◆ **Brief**:
Your task is to gather the lines below that hold the string "level".

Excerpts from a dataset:
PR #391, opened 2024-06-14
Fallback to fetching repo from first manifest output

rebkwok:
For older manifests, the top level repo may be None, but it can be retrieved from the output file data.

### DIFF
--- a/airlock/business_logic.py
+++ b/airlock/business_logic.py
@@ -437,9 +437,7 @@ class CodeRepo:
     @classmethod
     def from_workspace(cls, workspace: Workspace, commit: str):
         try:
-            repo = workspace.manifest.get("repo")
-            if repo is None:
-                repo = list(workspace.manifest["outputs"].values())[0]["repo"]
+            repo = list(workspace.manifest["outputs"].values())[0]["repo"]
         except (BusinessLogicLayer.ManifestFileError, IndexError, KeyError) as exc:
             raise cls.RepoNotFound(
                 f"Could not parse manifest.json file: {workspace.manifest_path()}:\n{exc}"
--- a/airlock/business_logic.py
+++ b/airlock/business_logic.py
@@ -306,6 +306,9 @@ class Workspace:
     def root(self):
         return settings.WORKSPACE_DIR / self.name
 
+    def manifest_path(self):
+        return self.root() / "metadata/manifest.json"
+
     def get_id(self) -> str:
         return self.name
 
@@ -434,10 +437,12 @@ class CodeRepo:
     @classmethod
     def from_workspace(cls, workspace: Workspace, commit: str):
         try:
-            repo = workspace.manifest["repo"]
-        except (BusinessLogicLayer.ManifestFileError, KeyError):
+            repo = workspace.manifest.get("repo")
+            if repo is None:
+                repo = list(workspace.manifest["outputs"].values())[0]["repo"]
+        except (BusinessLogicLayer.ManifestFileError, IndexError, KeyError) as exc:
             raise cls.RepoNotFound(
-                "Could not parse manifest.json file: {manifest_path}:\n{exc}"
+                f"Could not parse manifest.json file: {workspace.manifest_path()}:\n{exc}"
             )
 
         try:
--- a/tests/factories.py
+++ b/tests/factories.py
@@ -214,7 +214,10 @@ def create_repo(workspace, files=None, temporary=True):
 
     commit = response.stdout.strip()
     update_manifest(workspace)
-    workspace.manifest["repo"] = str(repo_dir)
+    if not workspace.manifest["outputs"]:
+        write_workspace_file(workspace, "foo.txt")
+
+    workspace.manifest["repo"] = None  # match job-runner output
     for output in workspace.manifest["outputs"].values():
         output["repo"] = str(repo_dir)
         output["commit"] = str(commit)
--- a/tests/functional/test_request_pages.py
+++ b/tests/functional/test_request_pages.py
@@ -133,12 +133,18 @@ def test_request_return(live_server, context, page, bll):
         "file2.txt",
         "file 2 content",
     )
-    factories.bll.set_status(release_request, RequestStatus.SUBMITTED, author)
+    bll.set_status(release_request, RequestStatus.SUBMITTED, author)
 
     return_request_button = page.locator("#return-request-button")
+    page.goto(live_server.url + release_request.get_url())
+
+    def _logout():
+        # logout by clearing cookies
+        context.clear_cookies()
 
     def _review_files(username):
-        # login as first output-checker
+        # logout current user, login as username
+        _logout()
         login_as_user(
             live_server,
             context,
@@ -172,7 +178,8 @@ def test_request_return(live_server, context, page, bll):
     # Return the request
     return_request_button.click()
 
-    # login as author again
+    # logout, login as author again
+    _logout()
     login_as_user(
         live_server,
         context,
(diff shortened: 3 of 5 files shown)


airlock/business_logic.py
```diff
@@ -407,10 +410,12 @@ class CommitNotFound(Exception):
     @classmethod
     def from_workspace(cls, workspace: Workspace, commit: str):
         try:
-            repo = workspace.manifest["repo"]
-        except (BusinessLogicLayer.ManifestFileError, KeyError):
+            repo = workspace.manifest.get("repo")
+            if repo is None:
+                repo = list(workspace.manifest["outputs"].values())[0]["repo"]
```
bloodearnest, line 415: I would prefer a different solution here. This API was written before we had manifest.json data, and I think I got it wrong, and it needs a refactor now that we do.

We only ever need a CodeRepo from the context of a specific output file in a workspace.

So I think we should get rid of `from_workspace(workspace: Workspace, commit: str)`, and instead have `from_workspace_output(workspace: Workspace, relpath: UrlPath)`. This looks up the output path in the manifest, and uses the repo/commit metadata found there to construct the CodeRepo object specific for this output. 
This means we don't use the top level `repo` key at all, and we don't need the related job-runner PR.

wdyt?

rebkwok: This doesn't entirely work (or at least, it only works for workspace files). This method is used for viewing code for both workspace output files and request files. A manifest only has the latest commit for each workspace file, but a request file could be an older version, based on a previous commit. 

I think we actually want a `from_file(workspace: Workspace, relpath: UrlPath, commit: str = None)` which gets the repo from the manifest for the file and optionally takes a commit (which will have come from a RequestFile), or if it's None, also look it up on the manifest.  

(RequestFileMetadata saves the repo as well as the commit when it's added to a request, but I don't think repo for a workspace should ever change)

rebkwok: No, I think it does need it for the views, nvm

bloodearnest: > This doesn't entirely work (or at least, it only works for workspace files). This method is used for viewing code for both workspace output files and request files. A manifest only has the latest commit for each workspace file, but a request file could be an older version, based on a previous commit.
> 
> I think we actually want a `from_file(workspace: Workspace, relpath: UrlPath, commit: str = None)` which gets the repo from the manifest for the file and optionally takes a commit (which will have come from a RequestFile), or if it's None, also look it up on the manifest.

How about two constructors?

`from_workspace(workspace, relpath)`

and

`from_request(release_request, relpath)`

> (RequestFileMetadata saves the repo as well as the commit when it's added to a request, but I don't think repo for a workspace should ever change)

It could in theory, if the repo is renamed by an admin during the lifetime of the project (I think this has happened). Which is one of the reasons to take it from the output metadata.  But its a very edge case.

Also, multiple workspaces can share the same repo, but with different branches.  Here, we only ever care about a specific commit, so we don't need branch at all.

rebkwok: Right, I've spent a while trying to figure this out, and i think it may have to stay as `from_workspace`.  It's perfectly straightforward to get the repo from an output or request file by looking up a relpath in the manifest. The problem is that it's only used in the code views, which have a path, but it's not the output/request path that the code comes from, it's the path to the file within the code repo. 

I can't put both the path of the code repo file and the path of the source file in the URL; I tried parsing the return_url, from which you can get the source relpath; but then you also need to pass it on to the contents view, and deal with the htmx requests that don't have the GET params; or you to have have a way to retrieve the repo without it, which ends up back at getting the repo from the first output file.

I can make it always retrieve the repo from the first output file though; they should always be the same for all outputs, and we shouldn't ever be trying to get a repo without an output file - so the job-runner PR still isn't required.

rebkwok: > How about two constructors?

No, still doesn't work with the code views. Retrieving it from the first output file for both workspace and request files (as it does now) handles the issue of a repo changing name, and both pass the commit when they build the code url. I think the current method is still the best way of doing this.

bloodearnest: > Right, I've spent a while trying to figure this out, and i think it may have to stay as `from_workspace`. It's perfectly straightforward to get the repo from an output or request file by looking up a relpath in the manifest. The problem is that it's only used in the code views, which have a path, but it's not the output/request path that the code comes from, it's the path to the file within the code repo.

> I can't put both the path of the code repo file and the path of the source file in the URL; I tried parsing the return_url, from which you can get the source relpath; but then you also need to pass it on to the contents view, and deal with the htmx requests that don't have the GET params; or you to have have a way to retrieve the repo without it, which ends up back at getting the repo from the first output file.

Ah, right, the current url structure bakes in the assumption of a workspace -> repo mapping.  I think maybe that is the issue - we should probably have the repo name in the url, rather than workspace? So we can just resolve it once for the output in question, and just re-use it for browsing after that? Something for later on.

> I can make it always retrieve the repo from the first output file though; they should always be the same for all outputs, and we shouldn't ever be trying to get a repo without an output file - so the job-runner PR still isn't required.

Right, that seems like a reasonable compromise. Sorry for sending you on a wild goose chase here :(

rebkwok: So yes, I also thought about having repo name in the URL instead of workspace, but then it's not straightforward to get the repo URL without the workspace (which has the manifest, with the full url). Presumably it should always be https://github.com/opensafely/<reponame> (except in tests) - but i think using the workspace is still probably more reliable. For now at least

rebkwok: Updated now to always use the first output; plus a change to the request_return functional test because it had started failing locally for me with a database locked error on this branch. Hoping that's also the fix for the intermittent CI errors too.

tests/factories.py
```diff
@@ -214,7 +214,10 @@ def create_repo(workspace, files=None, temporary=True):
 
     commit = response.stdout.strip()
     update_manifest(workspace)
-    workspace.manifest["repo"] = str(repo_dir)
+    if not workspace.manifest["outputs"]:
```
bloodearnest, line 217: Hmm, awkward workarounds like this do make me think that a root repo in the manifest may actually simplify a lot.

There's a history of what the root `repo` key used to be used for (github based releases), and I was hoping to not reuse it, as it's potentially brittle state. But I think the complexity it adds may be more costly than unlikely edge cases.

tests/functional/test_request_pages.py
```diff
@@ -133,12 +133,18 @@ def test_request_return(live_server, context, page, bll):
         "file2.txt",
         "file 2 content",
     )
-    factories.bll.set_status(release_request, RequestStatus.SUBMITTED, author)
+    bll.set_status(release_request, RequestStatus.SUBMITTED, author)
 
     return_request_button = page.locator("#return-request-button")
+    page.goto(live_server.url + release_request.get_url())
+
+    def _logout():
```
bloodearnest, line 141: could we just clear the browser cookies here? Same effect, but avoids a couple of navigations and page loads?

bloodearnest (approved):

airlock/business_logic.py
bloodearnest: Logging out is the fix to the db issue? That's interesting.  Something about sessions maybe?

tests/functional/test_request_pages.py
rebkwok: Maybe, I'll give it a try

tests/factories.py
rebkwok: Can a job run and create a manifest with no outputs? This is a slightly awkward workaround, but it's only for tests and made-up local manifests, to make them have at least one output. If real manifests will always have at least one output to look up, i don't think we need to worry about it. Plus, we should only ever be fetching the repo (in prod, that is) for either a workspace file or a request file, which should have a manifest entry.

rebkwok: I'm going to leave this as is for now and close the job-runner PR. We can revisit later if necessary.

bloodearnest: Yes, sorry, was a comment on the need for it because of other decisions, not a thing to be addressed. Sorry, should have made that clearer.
* * *
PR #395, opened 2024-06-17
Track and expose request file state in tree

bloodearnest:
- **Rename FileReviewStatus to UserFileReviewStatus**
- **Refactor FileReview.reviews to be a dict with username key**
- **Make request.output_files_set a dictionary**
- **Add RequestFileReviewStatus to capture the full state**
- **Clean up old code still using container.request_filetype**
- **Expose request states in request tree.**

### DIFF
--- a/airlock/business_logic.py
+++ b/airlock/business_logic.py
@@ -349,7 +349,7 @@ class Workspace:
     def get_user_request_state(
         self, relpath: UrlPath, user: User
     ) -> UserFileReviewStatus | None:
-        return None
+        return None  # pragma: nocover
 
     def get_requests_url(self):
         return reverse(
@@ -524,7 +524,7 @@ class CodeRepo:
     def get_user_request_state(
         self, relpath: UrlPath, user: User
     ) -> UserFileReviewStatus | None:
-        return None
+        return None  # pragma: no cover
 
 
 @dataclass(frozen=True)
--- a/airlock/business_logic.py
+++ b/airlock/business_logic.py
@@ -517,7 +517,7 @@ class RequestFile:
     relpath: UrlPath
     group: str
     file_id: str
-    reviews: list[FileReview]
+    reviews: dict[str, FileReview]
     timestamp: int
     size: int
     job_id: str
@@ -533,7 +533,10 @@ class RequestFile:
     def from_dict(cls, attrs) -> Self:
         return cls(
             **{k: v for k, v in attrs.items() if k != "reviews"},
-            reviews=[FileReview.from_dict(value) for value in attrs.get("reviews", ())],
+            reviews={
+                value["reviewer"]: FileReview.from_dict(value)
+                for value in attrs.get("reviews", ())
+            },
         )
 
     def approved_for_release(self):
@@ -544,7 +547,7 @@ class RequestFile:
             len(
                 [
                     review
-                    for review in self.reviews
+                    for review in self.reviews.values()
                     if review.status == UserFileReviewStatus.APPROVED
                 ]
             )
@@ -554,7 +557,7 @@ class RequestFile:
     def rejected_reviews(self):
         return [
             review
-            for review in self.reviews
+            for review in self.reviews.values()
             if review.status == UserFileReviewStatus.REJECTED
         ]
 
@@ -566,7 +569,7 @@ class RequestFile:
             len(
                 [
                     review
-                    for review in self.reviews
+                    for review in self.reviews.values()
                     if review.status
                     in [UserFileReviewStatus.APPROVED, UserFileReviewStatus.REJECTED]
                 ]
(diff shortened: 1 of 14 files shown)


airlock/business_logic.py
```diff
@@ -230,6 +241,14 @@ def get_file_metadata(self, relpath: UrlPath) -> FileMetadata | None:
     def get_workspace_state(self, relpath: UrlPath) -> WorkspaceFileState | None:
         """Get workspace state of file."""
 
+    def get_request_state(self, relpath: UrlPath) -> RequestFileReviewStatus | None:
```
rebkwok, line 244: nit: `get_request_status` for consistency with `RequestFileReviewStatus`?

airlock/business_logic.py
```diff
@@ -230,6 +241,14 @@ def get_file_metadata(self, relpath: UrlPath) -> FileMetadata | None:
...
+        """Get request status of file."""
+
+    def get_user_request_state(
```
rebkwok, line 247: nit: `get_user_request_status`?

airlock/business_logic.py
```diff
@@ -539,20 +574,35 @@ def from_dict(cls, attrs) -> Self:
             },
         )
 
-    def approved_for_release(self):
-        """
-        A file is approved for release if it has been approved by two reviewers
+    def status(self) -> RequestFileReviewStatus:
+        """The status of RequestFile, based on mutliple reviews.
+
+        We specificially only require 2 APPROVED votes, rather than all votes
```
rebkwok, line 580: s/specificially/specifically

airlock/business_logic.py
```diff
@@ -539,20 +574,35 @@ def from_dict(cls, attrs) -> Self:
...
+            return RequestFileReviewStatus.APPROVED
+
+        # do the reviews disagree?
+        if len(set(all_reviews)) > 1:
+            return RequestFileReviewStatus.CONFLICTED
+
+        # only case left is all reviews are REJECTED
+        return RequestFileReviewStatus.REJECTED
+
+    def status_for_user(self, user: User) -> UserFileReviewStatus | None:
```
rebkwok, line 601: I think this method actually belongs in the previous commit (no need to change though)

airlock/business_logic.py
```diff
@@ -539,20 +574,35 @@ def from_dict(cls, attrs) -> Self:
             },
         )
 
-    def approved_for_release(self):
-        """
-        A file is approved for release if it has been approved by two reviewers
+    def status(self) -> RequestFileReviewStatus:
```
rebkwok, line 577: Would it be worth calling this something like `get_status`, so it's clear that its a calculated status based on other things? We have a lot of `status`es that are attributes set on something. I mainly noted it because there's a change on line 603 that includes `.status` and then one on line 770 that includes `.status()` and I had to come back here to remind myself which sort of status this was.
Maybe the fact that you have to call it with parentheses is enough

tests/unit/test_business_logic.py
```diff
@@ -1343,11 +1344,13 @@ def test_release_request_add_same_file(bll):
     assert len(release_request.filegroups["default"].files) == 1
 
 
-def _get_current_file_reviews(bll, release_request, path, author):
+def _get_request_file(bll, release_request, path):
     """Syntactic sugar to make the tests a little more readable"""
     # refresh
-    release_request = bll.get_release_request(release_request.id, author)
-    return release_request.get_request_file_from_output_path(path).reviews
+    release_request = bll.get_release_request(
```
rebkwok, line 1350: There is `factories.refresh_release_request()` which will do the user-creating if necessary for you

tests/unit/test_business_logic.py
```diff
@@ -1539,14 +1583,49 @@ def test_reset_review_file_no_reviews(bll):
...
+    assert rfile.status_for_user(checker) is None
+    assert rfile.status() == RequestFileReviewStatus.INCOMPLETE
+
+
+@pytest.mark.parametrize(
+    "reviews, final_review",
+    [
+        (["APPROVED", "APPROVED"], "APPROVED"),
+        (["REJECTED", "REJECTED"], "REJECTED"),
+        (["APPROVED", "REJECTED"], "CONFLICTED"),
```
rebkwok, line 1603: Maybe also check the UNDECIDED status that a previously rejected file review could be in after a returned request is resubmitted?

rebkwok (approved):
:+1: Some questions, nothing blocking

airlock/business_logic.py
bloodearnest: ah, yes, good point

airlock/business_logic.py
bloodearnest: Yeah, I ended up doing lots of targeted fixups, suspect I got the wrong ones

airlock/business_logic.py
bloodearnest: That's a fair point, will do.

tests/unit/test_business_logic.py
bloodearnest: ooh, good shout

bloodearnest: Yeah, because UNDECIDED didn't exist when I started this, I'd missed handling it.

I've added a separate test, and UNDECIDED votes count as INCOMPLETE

◆ **Solution for this task**:
For older manifests, the top level repo may be None, but it can be retrieved from the output file data.
This means we don't use the top level `repo` key at all, and we don't need the related job-runner PR.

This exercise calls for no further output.